WHAT THIS TASK INVOLVES | Starting at the line below that contains "It is the CPU", print each line through the end of the records exactly as it appears.

***

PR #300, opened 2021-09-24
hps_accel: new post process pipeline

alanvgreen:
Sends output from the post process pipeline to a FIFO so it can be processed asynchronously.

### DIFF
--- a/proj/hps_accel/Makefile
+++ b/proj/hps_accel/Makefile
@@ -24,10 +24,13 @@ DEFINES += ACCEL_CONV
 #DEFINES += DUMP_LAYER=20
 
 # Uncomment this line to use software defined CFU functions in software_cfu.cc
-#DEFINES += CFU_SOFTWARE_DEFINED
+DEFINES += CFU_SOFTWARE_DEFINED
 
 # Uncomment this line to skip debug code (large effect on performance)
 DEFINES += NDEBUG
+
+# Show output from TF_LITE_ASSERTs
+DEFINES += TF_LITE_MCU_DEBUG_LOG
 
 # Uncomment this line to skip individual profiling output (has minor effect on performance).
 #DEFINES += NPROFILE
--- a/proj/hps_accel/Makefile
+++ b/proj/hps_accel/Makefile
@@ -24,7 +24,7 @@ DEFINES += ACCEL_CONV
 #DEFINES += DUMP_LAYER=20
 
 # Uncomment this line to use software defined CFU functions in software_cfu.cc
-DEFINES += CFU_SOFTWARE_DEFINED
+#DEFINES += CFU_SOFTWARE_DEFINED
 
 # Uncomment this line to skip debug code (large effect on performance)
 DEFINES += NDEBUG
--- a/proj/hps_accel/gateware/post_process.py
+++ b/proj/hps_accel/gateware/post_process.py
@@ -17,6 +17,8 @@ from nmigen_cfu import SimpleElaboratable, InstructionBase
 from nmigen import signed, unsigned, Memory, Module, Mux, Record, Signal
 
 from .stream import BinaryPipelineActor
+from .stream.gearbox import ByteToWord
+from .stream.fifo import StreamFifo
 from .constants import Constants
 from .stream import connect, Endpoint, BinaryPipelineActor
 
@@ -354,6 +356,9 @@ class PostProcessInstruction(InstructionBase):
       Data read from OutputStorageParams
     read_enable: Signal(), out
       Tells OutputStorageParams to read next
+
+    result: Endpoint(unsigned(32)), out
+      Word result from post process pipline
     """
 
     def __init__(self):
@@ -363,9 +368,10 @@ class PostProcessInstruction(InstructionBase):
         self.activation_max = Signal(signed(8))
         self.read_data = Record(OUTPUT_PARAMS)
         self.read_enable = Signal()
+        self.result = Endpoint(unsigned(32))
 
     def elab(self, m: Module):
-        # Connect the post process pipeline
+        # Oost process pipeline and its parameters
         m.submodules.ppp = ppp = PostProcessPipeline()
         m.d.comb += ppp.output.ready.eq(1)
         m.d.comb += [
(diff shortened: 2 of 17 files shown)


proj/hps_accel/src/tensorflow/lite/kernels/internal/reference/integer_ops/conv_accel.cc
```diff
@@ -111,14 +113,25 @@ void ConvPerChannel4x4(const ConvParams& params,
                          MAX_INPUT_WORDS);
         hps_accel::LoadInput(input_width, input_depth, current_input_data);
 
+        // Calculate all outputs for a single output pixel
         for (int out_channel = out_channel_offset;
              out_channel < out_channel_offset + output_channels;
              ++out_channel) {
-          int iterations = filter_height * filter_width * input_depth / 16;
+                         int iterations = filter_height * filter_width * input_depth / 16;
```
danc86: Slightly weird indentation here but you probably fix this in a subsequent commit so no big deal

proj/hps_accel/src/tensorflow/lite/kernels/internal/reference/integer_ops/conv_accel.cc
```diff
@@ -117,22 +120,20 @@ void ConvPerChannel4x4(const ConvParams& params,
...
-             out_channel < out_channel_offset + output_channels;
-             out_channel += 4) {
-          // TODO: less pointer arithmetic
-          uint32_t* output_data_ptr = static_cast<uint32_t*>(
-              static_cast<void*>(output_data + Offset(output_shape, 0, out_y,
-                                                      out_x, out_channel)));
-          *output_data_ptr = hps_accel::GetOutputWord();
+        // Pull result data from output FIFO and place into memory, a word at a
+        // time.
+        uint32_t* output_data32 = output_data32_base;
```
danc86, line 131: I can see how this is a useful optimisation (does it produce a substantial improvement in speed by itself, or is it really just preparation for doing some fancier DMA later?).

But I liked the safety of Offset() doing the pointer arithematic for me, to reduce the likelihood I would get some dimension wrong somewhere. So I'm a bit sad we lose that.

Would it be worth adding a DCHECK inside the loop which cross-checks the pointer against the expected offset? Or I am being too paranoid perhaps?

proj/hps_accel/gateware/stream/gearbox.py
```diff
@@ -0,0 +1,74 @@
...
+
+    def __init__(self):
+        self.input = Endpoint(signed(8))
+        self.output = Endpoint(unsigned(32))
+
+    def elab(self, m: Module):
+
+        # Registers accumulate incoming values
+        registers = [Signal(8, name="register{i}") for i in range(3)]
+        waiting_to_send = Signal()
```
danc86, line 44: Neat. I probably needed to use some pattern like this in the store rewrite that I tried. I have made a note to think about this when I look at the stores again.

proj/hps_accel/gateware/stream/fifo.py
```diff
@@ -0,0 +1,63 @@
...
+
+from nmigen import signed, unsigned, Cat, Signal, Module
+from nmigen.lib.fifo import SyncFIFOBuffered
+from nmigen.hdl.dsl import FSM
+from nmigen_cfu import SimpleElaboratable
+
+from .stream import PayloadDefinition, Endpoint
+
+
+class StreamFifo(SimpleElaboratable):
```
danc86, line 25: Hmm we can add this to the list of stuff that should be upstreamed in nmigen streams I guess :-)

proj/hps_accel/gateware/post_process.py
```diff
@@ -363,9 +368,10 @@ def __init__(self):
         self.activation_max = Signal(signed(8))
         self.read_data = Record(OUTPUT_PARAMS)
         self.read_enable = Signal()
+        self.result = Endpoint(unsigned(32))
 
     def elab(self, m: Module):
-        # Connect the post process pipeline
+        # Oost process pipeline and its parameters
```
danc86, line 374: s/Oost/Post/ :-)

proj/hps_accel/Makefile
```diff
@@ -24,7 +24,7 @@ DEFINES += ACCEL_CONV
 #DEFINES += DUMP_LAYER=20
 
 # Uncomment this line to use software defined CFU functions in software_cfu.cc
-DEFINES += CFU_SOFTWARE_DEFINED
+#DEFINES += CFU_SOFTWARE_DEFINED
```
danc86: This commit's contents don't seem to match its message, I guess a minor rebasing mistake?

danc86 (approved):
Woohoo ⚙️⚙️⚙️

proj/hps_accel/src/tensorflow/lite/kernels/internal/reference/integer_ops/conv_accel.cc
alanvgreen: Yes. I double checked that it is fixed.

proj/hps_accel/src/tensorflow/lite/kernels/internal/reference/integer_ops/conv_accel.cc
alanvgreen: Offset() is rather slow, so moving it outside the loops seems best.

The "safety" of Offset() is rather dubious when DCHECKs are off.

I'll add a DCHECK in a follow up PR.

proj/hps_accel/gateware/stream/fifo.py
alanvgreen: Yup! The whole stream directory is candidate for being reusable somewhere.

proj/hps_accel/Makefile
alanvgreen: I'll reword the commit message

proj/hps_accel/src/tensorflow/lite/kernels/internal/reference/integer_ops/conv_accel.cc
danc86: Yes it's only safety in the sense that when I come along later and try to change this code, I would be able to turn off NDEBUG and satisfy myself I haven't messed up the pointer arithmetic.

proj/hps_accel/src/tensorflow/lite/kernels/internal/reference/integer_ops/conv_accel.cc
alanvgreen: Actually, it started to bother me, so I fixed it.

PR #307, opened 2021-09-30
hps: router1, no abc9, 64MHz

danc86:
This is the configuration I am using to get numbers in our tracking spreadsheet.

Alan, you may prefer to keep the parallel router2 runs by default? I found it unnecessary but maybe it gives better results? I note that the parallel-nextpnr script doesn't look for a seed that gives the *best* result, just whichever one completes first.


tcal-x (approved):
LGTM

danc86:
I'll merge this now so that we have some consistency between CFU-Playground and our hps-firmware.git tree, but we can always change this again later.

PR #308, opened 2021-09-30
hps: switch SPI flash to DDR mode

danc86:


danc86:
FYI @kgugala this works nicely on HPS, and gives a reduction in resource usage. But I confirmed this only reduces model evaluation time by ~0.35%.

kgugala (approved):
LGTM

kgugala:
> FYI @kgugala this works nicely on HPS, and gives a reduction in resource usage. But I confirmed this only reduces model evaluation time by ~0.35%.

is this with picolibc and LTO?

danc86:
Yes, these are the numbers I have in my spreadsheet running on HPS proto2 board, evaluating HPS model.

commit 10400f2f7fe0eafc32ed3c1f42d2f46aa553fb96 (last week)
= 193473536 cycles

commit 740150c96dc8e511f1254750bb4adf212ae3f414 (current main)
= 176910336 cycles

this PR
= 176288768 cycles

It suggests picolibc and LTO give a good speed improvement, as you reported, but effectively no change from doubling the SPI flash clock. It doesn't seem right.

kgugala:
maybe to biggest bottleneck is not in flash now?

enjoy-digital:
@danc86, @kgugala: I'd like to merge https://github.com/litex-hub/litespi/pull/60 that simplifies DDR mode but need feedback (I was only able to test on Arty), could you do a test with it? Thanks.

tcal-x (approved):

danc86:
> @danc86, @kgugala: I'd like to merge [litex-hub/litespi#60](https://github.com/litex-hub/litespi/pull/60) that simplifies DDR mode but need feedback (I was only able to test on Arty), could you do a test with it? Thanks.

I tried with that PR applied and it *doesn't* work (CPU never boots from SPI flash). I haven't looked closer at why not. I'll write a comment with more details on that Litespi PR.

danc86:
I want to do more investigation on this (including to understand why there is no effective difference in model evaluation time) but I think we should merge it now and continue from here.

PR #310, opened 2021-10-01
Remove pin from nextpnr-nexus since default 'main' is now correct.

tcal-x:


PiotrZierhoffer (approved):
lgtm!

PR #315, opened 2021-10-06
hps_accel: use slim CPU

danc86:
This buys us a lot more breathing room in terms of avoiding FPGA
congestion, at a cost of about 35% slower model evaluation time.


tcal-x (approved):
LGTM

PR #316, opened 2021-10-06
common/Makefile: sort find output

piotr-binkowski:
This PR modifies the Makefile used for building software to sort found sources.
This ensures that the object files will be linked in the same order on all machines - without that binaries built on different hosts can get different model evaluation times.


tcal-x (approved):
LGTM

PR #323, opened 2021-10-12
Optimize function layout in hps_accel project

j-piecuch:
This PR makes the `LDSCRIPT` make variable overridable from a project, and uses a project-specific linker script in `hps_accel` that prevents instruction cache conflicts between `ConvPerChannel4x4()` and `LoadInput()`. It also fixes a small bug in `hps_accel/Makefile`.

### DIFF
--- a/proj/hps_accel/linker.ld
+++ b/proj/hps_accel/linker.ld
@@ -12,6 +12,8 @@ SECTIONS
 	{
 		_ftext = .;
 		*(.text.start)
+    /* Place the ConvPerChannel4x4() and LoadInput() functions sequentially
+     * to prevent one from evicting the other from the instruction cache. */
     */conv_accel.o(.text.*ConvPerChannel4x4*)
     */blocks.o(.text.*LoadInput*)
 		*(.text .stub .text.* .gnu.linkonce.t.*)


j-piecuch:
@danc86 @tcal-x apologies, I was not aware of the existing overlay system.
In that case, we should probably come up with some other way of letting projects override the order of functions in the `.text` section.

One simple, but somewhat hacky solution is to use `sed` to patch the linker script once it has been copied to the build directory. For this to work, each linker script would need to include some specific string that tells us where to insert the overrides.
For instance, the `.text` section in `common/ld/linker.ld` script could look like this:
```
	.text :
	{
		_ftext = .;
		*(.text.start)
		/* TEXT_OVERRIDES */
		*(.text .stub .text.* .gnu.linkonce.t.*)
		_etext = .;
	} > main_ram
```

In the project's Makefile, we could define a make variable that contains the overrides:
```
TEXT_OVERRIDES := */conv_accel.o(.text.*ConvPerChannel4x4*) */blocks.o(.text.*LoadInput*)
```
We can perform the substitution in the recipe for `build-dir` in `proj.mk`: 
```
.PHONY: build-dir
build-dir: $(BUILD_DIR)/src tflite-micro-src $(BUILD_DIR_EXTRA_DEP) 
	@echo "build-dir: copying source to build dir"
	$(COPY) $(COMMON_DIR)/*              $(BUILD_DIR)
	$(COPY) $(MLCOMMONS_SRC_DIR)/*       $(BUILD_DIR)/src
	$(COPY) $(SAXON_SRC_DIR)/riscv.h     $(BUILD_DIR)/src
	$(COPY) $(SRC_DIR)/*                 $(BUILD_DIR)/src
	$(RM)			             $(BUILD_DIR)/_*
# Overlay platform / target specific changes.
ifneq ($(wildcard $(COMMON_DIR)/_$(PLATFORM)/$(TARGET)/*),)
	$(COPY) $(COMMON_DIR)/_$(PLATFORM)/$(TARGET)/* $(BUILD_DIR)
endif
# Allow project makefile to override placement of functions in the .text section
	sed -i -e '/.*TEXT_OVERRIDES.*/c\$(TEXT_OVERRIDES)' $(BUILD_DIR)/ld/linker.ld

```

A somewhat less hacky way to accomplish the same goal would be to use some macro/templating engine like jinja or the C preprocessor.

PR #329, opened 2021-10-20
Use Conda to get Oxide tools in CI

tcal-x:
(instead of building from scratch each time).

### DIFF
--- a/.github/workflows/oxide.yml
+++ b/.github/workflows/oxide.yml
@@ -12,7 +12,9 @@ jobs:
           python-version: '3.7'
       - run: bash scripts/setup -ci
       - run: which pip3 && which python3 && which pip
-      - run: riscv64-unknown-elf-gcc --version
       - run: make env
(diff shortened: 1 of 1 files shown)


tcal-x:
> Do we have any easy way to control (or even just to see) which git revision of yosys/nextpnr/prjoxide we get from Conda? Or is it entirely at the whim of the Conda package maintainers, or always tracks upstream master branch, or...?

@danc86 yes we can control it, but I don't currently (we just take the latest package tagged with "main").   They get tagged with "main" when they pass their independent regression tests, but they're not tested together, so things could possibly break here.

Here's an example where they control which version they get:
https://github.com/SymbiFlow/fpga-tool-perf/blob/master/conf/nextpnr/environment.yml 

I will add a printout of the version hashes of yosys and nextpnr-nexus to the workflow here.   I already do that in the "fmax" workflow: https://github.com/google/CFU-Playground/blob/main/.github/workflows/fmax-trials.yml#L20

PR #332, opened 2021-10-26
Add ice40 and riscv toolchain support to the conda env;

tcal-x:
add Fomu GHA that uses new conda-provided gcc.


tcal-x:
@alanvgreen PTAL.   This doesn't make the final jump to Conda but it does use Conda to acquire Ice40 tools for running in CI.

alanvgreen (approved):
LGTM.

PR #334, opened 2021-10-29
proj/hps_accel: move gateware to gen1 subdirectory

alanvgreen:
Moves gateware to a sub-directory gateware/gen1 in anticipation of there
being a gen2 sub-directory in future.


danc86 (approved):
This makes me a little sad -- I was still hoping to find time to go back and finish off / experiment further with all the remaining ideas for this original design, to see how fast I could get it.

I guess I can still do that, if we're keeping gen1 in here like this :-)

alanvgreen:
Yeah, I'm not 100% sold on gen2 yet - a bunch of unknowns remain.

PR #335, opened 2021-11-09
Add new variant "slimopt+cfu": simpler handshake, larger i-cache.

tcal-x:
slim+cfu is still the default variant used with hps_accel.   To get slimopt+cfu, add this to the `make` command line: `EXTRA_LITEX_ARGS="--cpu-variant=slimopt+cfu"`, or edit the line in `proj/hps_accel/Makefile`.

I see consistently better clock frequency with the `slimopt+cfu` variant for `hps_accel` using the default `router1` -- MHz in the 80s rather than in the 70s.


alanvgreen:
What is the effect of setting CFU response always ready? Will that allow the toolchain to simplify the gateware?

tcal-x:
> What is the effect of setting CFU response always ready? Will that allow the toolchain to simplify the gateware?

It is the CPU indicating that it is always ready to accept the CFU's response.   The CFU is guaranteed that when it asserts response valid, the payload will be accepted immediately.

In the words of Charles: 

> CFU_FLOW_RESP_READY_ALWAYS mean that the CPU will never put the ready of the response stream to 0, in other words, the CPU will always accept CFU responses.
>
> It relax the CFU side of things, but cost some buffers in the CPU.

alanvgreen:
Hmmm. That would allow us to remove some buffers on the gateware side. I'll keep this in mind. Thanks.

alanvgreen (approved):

***

SOLUTION FOR THIS PROBLEM |
It is the CPU indicating that it is always ready to accept the CFU's response.   The CFU is guaranteed that when it asserts response valid, the payload will be accepted immediately.

In the words of Charles: 

> CFU_FLOW_RESP_READY_ALWAYS mean that the CPU will never put the ready of the response stream to 0, in other words, the CPU will always accept CFU responses.
>
> It relax the CFU side of things, but cost some buffers in the CPU.

alanvgreen:
Hmmm. That would allow us to remove some buffers on the gateware side. I'll keep this in mind. Thanks.

alanvgreen (approved):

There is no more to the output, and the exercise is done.